(Records shown Opens)

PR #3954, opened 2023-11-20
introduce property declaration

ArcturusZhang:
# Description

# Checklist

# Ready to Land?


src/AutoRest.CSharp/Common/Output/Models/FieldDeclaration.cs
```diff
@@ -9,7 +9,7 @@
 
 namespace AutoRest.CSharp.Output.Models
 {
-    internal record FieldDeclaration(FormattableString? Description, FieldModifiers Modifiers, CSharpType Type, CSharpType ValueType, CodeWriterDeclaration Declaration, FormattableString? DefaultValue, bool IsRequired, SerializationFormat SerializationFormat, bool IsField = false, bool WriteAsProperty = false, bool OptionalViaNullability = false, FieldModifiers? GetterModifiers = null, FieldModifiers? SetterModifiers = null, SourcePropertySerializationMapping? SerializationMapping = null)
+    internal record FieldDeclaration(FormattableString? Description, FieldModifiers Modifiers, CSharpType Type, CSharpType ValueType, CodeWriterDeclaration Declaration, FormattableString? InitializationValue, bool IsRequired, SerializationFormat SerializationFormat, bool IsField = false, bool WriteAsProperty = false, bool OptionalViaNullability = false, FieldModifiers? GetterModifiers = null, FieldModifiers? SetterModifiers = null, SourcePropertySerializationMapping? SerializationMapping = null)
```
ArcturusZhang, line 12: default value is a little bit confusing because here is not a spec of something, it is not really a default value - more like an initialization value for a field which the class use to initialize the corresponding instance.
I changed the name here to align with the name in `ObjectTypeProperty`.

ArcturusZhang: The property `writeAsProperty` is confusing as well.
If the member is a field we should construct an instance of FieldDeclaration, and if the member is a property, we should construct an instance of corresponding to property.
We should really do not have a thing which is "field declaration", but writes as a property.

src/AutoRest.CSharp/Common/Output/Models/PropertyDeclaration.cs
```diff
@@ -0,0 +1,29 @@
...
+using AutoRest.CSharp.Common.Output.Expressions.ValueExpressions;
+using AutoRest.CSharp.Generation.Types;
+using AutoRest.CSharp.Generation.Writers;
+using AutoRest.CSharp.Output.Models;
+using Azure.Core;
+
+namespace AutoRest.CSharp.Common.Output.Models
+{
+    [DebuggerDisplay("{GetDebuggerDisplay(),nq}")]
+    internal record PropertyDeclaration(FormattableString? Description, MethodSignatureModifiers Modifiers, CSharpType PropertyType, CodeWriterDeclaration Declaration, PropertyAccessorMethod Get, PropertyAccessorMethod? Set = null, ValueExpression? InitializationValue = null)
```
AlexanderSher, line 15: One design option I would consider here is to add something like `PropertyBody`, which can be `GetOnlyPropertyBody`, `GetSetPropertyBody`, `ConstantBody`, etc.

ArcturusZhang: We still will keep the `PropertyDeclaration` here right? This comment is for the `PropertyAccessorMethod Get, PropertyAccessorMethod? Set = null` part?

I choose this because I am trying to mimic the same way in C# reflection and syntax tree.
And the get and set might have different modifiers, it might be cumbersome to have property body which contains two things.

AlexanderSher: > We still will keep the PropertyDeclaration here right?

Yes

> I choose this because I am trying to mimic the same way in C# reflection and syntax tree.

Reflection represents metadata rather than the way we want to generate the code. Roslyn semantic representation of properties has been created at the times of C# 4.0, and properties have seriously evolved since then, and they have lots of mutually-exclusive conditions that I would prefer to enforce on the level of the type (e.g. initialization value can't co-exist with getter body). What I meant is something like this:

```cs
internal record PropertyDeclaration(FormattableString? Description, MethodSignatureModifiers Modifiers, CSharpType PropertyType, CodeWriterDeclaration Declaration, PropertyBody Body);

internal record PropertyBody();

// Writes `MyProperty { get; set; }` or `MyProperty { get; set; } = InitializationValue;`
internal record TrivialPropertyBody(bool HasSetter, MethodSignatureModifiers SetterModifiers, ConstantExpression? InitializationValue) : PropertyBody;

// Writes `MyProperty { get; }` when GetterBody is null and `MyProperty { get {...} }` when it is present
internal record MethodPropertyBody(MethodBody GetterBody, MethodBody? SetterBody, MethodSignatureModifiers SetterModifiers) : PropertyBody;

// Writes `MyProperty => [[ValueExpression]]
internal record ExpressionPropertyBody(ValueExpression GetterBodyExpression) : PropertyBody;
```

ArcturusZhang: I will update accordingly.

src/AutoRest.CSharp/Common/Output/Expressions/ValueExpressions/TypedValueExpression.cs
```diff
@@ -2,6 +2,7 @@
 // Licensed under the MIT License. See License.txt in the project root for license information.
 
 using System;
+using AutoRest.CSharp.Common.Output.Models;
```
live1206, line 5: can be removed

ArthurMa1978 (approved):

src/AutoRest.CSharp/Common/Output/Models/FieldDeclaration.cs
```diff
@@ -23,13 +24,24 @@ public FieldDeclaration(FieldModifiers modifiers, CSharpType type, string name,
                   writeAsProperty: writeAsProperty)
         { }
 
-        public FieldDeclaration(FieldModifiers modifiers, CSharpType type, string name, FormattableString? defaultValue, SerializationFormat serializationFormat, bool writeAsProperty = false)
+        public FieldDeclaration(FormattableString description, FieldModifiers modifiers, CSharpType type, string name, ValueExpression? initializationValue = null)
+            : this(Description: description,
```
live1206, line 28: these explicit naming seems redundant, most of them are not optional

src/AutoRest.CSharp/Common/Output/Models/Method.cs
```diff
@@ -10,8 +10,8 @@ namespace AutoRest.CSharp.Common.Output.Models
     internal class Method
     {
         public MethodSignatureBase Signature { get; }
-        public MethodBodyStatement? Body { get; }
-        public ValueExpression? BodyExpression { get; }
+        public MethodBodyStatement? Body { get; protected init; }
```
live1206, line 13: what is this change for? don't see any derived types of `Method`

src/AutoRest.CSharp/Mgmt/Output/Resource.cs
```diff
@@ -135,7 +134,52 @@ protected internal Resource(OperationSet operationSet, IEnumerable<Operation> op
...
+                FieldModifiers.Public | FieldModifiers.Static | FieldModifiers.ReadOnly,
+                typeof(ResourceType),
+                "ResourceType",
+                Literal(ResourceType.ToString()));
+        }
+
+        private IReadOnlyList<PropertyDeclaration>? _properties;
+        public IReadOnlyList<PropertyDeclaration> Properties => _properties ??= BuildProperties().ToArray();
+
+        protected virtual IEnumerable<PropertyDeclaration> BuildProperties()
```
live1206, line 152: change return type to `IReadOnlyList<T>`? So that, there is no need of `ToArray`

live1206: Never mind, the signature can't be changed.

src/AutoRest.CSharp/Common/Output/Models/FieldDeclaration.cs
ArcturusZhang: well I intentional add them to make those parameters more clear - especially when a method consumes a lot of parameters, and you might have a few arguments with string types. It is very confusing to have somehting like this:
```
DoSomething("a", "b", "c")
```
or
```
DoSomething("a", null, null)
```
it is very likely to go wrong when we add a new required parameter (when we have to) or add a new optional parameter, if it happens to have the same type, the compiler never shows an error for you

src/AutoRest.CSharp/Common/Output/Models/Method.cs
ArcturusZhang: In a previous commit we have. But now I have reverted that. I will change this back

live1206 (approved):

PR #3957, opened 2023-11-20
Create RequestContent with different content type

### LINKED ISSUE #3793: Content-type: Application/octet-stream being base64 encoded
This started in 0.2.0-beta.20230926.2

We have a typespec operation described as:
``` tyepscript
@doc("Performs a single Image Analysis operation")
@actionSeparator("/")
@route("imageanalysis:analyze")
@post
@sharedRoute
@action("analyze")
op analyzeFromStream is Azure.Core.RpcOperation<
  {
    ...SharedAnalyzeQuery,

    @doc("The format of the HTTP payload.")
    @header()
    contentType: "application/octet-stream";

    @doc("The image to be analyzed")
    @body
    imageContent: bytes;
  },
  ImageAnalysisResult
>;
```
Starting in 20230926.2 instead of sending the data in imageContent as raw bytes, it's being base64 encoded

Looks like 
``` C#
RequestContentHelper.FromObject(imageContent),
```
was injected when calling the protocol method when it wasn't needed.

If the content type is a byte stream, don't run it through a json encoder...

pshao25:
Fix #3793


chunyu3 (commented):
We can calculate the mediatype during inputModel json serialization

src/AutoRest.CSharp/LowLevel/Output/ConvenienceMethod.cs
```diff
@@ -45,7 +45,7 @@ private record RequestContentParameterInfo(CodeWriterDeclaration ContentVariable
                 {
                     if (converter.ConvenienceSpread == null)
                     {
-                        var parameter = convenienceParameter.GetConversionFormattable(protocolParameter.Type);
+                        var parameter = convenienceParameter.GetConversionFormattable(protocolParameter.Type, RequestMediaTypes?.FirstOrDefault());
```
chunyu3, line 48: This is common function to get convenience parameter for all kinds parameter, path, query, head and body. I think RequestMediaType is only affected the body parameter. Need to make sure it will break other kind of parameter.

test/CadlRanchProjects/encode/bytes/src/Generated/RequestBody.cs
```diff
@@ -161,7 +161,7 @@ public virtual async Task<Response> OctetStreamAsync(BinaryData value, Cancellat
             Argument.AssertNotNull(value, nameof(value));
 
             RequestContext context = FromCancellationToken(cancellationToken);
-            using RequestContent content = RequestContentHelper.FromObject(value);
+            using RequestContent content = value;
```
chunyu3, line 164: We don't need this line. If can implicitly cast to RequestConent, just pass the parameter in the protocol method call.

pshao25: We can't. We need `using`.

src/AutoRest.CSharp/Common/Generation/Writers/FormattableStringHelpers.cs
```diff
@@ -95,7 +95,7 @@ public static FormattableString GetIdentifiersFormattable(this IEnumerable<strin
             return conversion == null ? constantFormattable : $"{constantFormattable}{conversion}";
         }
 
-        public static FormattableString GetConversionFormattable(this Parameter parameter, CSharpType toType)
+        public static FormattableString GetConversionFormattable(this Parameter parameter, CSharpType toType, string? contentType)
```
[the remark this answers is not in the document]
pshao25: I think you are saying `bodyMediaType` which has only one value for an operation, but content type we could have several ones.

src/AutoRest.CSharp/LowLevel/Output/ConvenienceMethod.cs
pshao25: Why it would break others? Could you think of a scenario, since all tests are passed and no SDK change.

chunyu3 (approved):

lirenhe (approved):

(Records shown Closes)

Across the preceding records, count the lines with the word "right" in them and give that figure alone.

2